[What is needed] Return the listing below word for word.

[Information]
PR #679, opened 2026-09-15
add a client helper for subscription streams

Yusufihsangorgel:
Adds `ServerConnection.listen`, the client half of the subscription streams the server has served since #636. A handle comes back right away, reports the filter the server agreed to, and routes each notification to the subscription that opened it. Closing one subscription ends only that stream. Over stdio it sends `notifications/cancelled` for that request, over Streamable HTTP it drops the SSE response. A cancellation arriving for one subscription ends that one and leaves the connection alone.

Three helper names here are this package's own and not the schema's. Reading the outgoing request ID off the channel sink leaves `package:json_rpc_2` untouched.

Tracked in #668.


pkgs/dart_mcp/lib/src/client/subscriptions.dart
```diff
@@ -0,0 +1,140 @@
...
+    final fields = params as Map<String, Object?>?;
+    final meta = fields?[Keys.meta];
+    if (meta is! Map<String, Object?>) return;
+    final sentId = meta[Keys.subscriptionIdMeta];
+    if (sentId == null || RequestId(sentId) != id) return;
+    if (!_acknowledged.isCompleted) return;
+    if (!_notifications.isClosed) {
+      _notifications.add((method: method, params: Notification(fields!)));
+    }
+  }
```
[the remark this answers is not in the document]
Yusufihsangorgel: Applied in fa0841a4. Promotion also removes the null assertion further down, since the promoted map is the one the notification carries.

Yusufihsangorgel:
#678 puts a `notifications/cancelled` handler on `MCPBase`, and `listen` here registers one of its own. `package:json_rpc_2` throws on a second registration for one method. Whichever of these lands first, the other needs its handler moved to `MCPBase.cancellations` before it goes in.

pkgs/dart_mcp/lib/src/client/client.dart
```diff
@@ -837,6 +858,101 @@ base class ServerConnection extends MCPBase {
...
+      sendNotification(
+        CancelledNotification.methodName,
+        CancelledNotification(requestId: id),
+      );
+      completeRequestLocally(this, id);
+    }
+  }
+
+  void _forwardSubscriptionNotification(String method, Object? params) {
+    for (final subscription in _subscriptions.values.toList()) {
```
jakemac53: Instead of having all the logic to check for a matching ID in `forward`, can't we just directly pull off the ID from the params here, and grab the matching subscription from `_subscriptions`? That avoids iterating all of them, having them each individually pull the IDs out of params, etc.

pkgs/dart_mcp/lib/src/client/client.dart
```diff
@@ -350,6 +355,10 @@ base class ServerConnection extends MCPBase {
       PromptListChangedNotification.methodName,
       (notification) {
         _responseCache.invalidateMethod(ListPromptsRequest.methodName);
+        _forwardSubscriptionNotification(
```
jakemac53, line 361: Is this just for the `stdio` transport case? If so, lets document that.

pkgs/dart_mcp/lib/src/client/client.dart
```diff
@@ -837,6 +858,101 @@ base class ServerConnection extends MCPBase {
...
+  /// The subscriptions this connection has open, keyed by [Subscription.id].
+  final _subscriptions = <RequestId, Subscription>{};
+
+  final RequestCancellation? _requestCancellation;
+
+  /// Whether [listen] has registered the server's subscription handlers.
+  ///
+  /// [_subscriptions] empties out again as subscriptions end, so it cannot
+  /// answer this.
+  bool _subscriptionHandlersRegistered = false;
```
jakemac53: It seems to me from the spec that we would get one of these for each subscription call? So I think this needs to be a map by subscription ID?

pkgs/dart_mcp/lib/src/shared.dart
```diff
@@ -129,6 +166,42 @@ base class MCPBase {
...
+      unawaited(shutdown());
+      throw StateError('Encoding "$methodName" recorded no JSON-RPC ID.');
+    }
+    final sent = Completer<void>();
+    sent.future.ignore();
+    scheduleMicrotask(() => sent.complete(Future.sync(forward)));
+    return (
+      id: id,
+      result: result.then(
+        (value) => (value as Map?)?.cast<String, Object?>() as T,
```
jakemac53, line 208: Do we need the cast here?

pkgs/dart_mcp/lib/src/shared.dart
```diff
@@ -25,6 +47,7 @@ import 'api/api.dart';
 /// - [ServerConnection] A class that represents an active server connection.
 base class MCPBase {
   late final Peer _peer;
+  final _local = StreamController<Map<String, Object?>>(sync: true);
```
jakemac53, line 59: Please document this

jakemac53 (commented):
Still trying to wrap my head around this one, left a few comments though

pkgs/dart_mcp/lib/src/client/client.dart
Yusufihsangorgel: d4f8b89e now reads the subscription ID off the raw params once and looks it up in `_subscriptions` directly.

pkgs/dart_mcp/lib/src/client/client.dart
Yusufihsangorgel: Not only stdio. On Streamable HTTP each listen response merges into this connection's incoming stream, and these handlers see those notifications there too. Only the `notifications/cancelled` fallback in `_cancelSubscription` is stdio-specific. 6025a43a documents both.

pkgs/dart_mcp/lib/src/client/client.dart
Yusufihsangorgel: That flag only guarded registering the handlers once per connection, since json_rpc_2 takes one handler per method. Acknowledgements already route by ID through `_subscriptions`. 6025a43a registers both handlers in the constructor instead and drops the flag.

pkgs/dart_mcp/lib/src/shared.dart
Yusufihsangorgel: Yes. json_rpc_2 hands back whatever map the channel decoded. Without the `.cast`, a `Map<dynamic, dynamic>` fails the `as T`, and `sendRequestKeepingProgress` a few lines down casts the same way. 6025a43a keeps it.

pkgs/dart_mcp/lib/src/shared.dart
Yusufihsangorgel: 6025a43a adds a doc comment covering who completes requests through it, why it is synchronous, and when it closes.

pkgs/dart_mcp/lib/src/client/client.dart
jakemac53: Ahhh ok that explains a lot, I did not realize we were actually merging the streams together like that. The comment clears this up though.

pkgs/dart_mcp/lib/src/shared.dart
jakemac53: Ah ok, so coming off the wire these are just a `Map<dynamic, dynamic>`, that makes sense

[Written answer]
PR #679, opened 2026-09-15
add a client helper for subscription streams

Yusufihsangorgel:
Adds `ServerConnection.listen`, the client half of the subscription streams the server has served since #636. A handle comes back right away, reports the filter the server agreed to, and routes each notification to the subscription that opened it. Closing one subscription ends only that stream. Over stdio it sends `notifications/cancelled` for that request, over Streamable HTTP it drops the SSE response. A cancellation arriving for one subscription ends that one and leaves the connection alone.

Three helper names here are this package's own and not the schema's. Reading the outgoing request ID off the channel sink leaves `package:json_rpc_2` untouched.

Tracked in #668.


pkgs/dart_mcp/lib/src/client/subscriptions.dart
```diff
@@ -0,0 +1,140 @@
...
+    final fields = params as Map<String, Object?>?;
+    final meta = fields?[Keys.meta];
+    if (meta is! Map<String, Object?>) return;
+    final sentId = meta[Keys.subscriptionIdMeta];
+    if (sentId == null || RequestId(sentId) != id) return;
+    if (!_acknowledged.isCompleted) return;
+    if (!_notifications.isClosed) {
+      _notifications.add((method: method, params: Notification(fields!)));
+    }
+  }
```
[the remark this answers is not in the document]
Yusufihsangorgel: Applied in fa0841a4. Promotion also removes the null assertion further down, since the promoted map is the one the notification carries.

Yusufihsangorgel:
#678 puts a `notifications/cancelled` handler on `MCPBase`, and `listen` here registers one of its own. `package:json_rpc_2` throws on a second registration for one method. Whichever of these lands first, the other needs its handler moved to `MCPBase.cancellations` before it goes in.

pkgs/dart_mcp/lib/src/client/client.dart
```diff
@@ -837,6 +858,101 @@ base class ServerConnection extends MCPBase {
...
+      sendNotification(
+        CancelledNotification.methodName,
+        CancelledNotification(requestId: id),
+      );
+      completeRequestLocally(this, id);
+    }
+  }
+
+  void _forwardSubscriptionNotification(String method, Object? params) {
+    for (final subscription in _subscriptions.values.toList()) {
```
jakemac53: Instead of having all the logic to check for a matching ID in `forward`, can't we just directly pull off the ID from the params here, and grab the matching subscription from `_subscriptions`? That avoids iterating all of them, having them each individually pull the IDs out of params, etc.

pkgs/dart_mcp/lib/src/client/client.dart
```diff
@@ -350,6 +355,10 @@ base class ServerConnection extends MCPBase {
       PromptListChangedNotification.methodName,
       (notification) {
         _responseCache.invalidateMethod(ListPromptsRequest.methodName);
+        _forwardSubscriptionNotification(
```
jakemac53, line 361: Is this just for the `stdio` transport case? If so, lets document that.

pkgs/dart_mcp/lib/src/client/client.dart
```diff
@@ -837,6 +858,101 @@ base class ServerConnection extends MCPBase {
...
+  /// The subscriptions this connection has open, keyed by [Subscription.id].
+  final _subscriptions = <RequestId, Subscription>{};
+
+  final RequestCancellation? _requestCancellation;
+
+  /// Whether [listen] has registered the server's subscription handlers.
+  ///
+  /// [_subscriptions] empties out again as subscriptions end, so it cannot
+  /// answer this.
+  bool _subscriptionHandlersRegistered = false;
```
jakemac53: It seems to me from the spec that we would get one of these for each subscription call? So I think this needs to be a map by subscription ID?

pkgs/dart_mcp/lib/src/shared.dart
```diff
@@ -129,6 +166,42 @@ base class MCPBase {
...
+      unawaited(shutdown());
+      throw StateError('Encoding "$methodName" recorded no JSON-RPC ID.');
+    }
+    final sent = Completer<void>();
+    sent.future.ignore();
+    scheduleMicrotask(() => sent.complete(Future.sync(forward)));
+    return (
+      id: id,
+      result: result.then(
+        (value) => (value as Map?)?.cast<String, Object?>() as T,
```
jakemac53, line 208: Do we need the cast here?

pkgs/dart_mcp/lib/src/shared.dart
```diff
@@ -25,6 +47,7 @@ import 'api/api.dart';
 /// - [ServerConnection] A class that represents an active server connection.
 base class MCPBase {
   late final Peer _peer;
+  final _local = StreamController<Map<String, Object?>>(sync: true);
```
jakemac53, line 59: Please document this

jakemac53 (commented):
Still trying to wrap my head around this one, left a few comments though

pkgs/dart_mcp/lib/src/client/client.dart
Yusufihsangorgel: d4f8b89e now reads the subscription ID off the raw params once and looks it up in `_subscriptions` directly.

pkgs/dart_mcp/lib/src/client/client.dart
Yusufihsangorgel: Not only stdio. On Streamable HTTP each listen response merges into this connection's incoming stream, and these handlers see those notifications there too. Only the `notifications/cancelled` fallback in `_cancelSubscription` is stdio-specific. 6025a43a documents both.

pkgs/dart_mcp/lib/src/client/client.dart
Yusufihsangorgel: That flag only guarded registering the handlers once per connection, since json_rpc_2 takes one handler per method. Acknowledgements already route by ID through `_subscriptions`. 6025a43a registers both handlers in the constructor instead and drops the flag.

pkgs/dart_mcp/lib/src/shared.dart
Yusufihsangorgel: Yes. json_rpc_2 hands back whatever map the channel decoded. Without the `.cast`, a `Map<dynamic, dynamic>` fails the `as T`, and `sendRequestKeepingProgress` a few lines down casts the same way. 6025a43a keeps it.

pkgs/dart_mcp/lib/src/shared.dart
Yusufihsangorgel: 6025a43a adds a doc comment covering who completes requests through it, why it is synchronous, and when it closes.

pkgs/dart_mcp/lib/src/client/client.dart
jakemac53: Ahhh ok that explains a lot, I did not realize we were actually merging the streams together like that. The comment clears this up though.

pkgs/dart_mcp/lib/src/shared.dart
jakemac53: Ah ok, so coming off the wire these are just a `Map<dynamic, dynamic>`, that makes sense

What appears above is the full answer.